How to randomly shuffle the values of only one column in pyspark?-CodePudding

I want to break the correlation between a column and the rest of the dataframe. I want to do this while maintaining the distribution of the values in the said column

In pandas, I used to achieve this by simply shuffling the values of a column and then assigning the values to the column. It is not so straightforward in the case of pyspark because of the data being partitioned. I do not think there is even a way in pyspark to set a new column in a dataframe with a column from another dataframe

So, In pyspark, how do I achieve the following?:

import pandas as pd
df = pd.DataFrame({'a':[1,2,3,4],'b':[3,4,5,6]})
df['b'] = df['b'].sample(frac=1).reset_index(drop=True)

Also, I'm hoping you give me a solution that does not include unnecessary shuffles.

one way to do it is:

import pandas as pd
from pyspark.sql import SparkSession
spark = SparkSession.builder.getOrCreate()
from pyspark.sql.functions import row_number,lit,rand
from pyspark.sql.window import Window
df = pd.DataFrame({'a':[1,2,3,4],'b':[3,4,5,6]})
dfs = spark.createDataFrame(df)
w = Window().orderBy(lit('A'))
dfs = dfs.withColumn("row_num", row_number().over(w))
dfs_ts = dfs.select('b')
dfs_ts = dfs_ts.withColumn('o',rand()).orderBy('o')
dfs = dfs.drop('b')
dfs_ts = dfs_ts.drop('o')
w = Window().orderBy(lit('A'))
dfs_ts = dfs_ts.withColumn("row_num", row_number().over(w))
dfs = dfs.join(dfs_ts,on='row_num').drop('row_num')

But, I do not need the shuffles that come with join and they are not necessary. If a blind hstack is possible per partition basis in pyspark that should be enough. Also, the window function tells me that I have not defined any partitions so all my data would be collected to one partition. Might as well use pandas in that case

CodePudding user response：

I think you could achieve something like that on the RDD level. Not sure if it would be worth all the extra steps, and depending on the size of the partitions it might not perform really well because you'd have to hold all the values of the partition in memory for the shuffle.

import pandas as pd
from pyspark.sql import SparkSession
spark = SparkSession.builder.getOrCreate()

import pandas as pd
df = pd.DataFrame({'a':[x for x in range(10)],'b':[x for x in range(10)]})
dfs = spark.createDataFrame(df)
dfs.show()
rdd_a = dfs.select("a").rdd
rdd_b = dfs.select("b").rdd


from random import shuffle
def f(iterator):
    items = list(iterator)
    shuffle(items)
    for x in items:
        yield x

from pyspark import Row
def reconstruct(x):
    return Row(a=x[0].a, b=x[1].b)

rdd_b_reordered = rdd_b.mapPartitions(f)
df_reordered = spark.createDataFrame(rdd_a.zip(rdd_b_reordered).map(reconstruct))
df_reordered.show()
"""
My output:
 --- --- 
|  a|  b|
 --- --- 
|  0|  2|
|  1|  4|
|  2|  0|
|  3|  1|
|  4|  3|
|  5|  7|
|  6|  9|
|  7|  5|
|  8|  6|
|  9|  8|
 --- --- 
"""

Maybe you can tweak that to your needs. This would only shuffle the things over each partition to avoid the partition shuffle. Also probably better to do it in Scala.

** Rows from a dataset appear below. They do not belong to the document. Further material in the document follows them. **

PR #3486, opened 2019-08-27
fixed .scaleNumericData and added fallback

vandenman:
fixes https://github.com/jasp-stats/jasp-test-release/issues/288

adding `, drop = FALSE` avoids the subsetting from converting the data.frame to a factor, so now the correct method gets called. 

I also added `.scaleNumericData.default` as a fallback function, just as a precaution.

@koenderks I have some issues with JASP atm, I checked the bug disappeared with jasptools, can you verify the bug is gone in JASP?

### DIFF
--- a/JASP-Engine/JASP/R/commonMachineLearningRegression.R
+++ b/JASP-Engine/JASP/R/commonMachineLearningRegression.R
@@ -427,6 +427,12 @@
   return(x)
 }
 
+.scaleNumericData.default <- function(x, center = TRUE, scale = TRUE) {
+  warning(".scaleNumericData.default was called! you probably didn't want that!")
+  # just do nothing
+  return(x)
+}
+
 .regressionAddValuesToData <- function(options, jaspResults, ready){
   if(!ready || !options[["addValues"]] || options[["valueColumn"]] == "")  return()
 
--- a/JASP-Engine/JASP/R/commonMachineLearningRegression.R
+++ b/JASP-Engine/JASP/R/commonMachineLearningRegression.R
@@ -413,6 +413,10 @@
 }
 
 .scaleNumericData.matrix <- function(x, center = TRUE, scale = TRUE) {
+  if (!is.numeric(x)) {
+    warning(sprintf("Object passed to .scaleNumericData.matrix was not numeric!"))
+    return(x)
+  }
   x <- scale(x, center, scale)
   attr(x, which = "scaled:center") <- NULL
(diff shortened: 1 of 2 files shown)


JASP-Engine/JASP/R/commonMachineLearningRegression.R
```diff
@@ -427,6 +427,12 @@
   return(x)
 }
 
+.scaleNumericData.default <- function(x, center = TRUE, scale = TRUE) {
+  warning(".scaleNumericData.default was called! you probably didn't want that!")
```
TimKDJ: Shouldn't this just fail hard? I could imagine you might get some unexpected values/bugs otherwise

vandenman: Well.. it failed hard before. `.scaleNumericData` has three methods that are the only ones that should ever be called:

- `.scaleNumericData.data.frame`, automatically handles the variable types in the data.frame.
- `.scaleNumericData.matrix`, assumes you put in numeric data and otherwise crashes.
- `.scaleNumericData.numeric`, obviously numeric.

It can happen that someone writes: `.scaleNumericData(myDataframe[, predictors])`. Now, if `predictors` has length 1 then R (annoyingly) simplifies the result and instead of a data.frame you pass a vector with some type to `.scaleNumericData`. If this vector contains numeric data, all is well, otherwise you get an error. 

As a fallback I now added `.scaleNumericData.default`, since all the cases where `.scaleNumericData` should actually do something are accounted for (I hope). That way, character/ factor data won't cause a crash. 

Another way to avoid this error is to enforce `drop = FALSE`. For example, `.scaleNumericData(myDataframe[, predictors, drop = FALSE])`. However, whenever we forget about this a bug appears. To be realistic, at some point we will forget about this.

So that gives two options:
1. be strict about `drop = FALSE` (good idea anyway I think).
2. have a fallback to avoid crashes when people didn't do `drop = FALSE`, possibly with a warning.

I don't really see how `.scaleNumericData.default` could introduce unexpected bugs, but maybe you have an idea? If you don't like the fallback idea we can also just remove it.

TimKDJ: Ah, I see. In that case I think you could actually remove the warning, but then you should also not have `.matrix` crash if it's character. Because then the behaviour is consistent: either you supply invalid data and it does nothing, or your data is (partially) valid and it's scaled

PR #3496, opened 2019-08-30
added Rcode as textType

vandenman:
QML component `TextArea` now accepts `textType: "Rcode"`. This uses the whitelist to check if the R-code is safe.

Changes:
 - r_functionwhitelist.cpp and .h to JASP-Common.
 - r_functionwhitelist.h now includes the definition of `filterException`.
 - `boundqmltextarea.cpp` has some new `else if` statements for Rcode.

This type is needed for the JAGS module, but it could also be useful for any other analysis that wants to run a user's R code.


JASP-Desktop/widgets/boundqmltextarea.cpp
```diff
@@ -19,6 +19,7 @@
 #include "boundqmltextarea.h"
 #include "../analysis/analysisform.h"
 #include "qmllistviewtermsavailable.h"
+#include "../../JASP-Common/r_functionwhitelist.h"
```
JorisGoosen: I think this can just be `#include "r_functionwhitelist.h"` because JASP-Common is already an `INCLUDEPATH`.

JASP-Engine/rbridge.cpp
```diff
@@ -22,6 +22,7 @@
 #include "appinfo.h"
 #include "tempfiles.h"
 #include "log.h"
+#include "../JASP-Common/r_functionwhitelist.h"
```
JorisGoosen: `#include "r_functionwhitelist.h"` again.

JASP-Engine/rbridge.h
```diff
@@ -33,7 +33,7 @@
 #include <boost/function.hpp>
 #include "../JASP-Common/dataset.h"
 #include "../JASP-R-Interface/jasprcpp_interface.h"
-#include "r_functionwhitelist.h"
+#include "../JASP-Common/r_functionwhitelist.h"
```
JorisGoosen: ;)

vandenman:
I checked this:

afbeelding
afbeelding
afbeelding

JorisGoosen:
Top!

CodePudding user response：

I am not fully confident in this answer, but I think it's right.

We made the Fugue project to port native Python or Pandas code to Spark or Dask. This lets you can keep the logic very readable by expressing it in native Python. Fugue can then port it to Spark for you with one function call.

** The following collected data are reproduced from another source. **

PR #3501, opened 2019-09-01
Fix https://github.com/jasp-stats/jasp-test-release/issues/293

koenderks:
adding column to data when there are missing values

image

### DIFF
--- a/JASP-Engine/JASP/R/commonMachineLearningClassification.R
+++ b/JASP-Engine/JASP/R/commonMachineLearningClassification.R
@@ -839,11 +839,9 @@
 
   if(is.null(jaspResults[["classColumn"]])){
     predictions <- as.character(classificationResult[["classes"]])
-    print(predictions)
     classColumn <- rep(NA, jaspResults[["lengthOriginalDataset"]]$object)
     classColumn[jaspResults[["indexOfCompleteCases"]]$object] <- predictions
     classColumn <- factor(classColumn)
-    print(classColumn)
     jaspResults[["classColumn"]] <- createJaspColumn(columnName=options[["classColumn"]])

So if we get your Pandas example:

import pandas as pd
df = pd.DataFrame({'a':[1,2,3,4],'b':[3,4,5,6]})
df['b'] = df['b'].sample(frac=1).reset_index(drop=True)

We can just wrap the .sample expression in a function.

def shuffle(df: pd.DataFrame) -> pd.DataFrame:
    df['b'] = df['b'].sample(frac=1).reset_index(drop=True)
    return df

And then we can bring it to Spark using the transform function. The ``transform` function can take in both Pandas and Spark DataFrames and then will convert it to Spark if you are using the Spark engine.

from fugue import transform
import fugue_spark
transform(df, shuffle, schema="*", engine="spark")

But of course, this transform is applied per partition. If you don't specify the partitions, it uses the default partitions. If you want to shuffle to really randomize it, you can do:

transform(df, shuffle, schema="*", engine="spark", partition={"algo":"rand"}).show()

And Fugue will partition your data randomly before this operation.

You may not see the shuffle for your test case because the data is really small. If you end up with 4 partitions with 1 row each, they will end up returning the same value.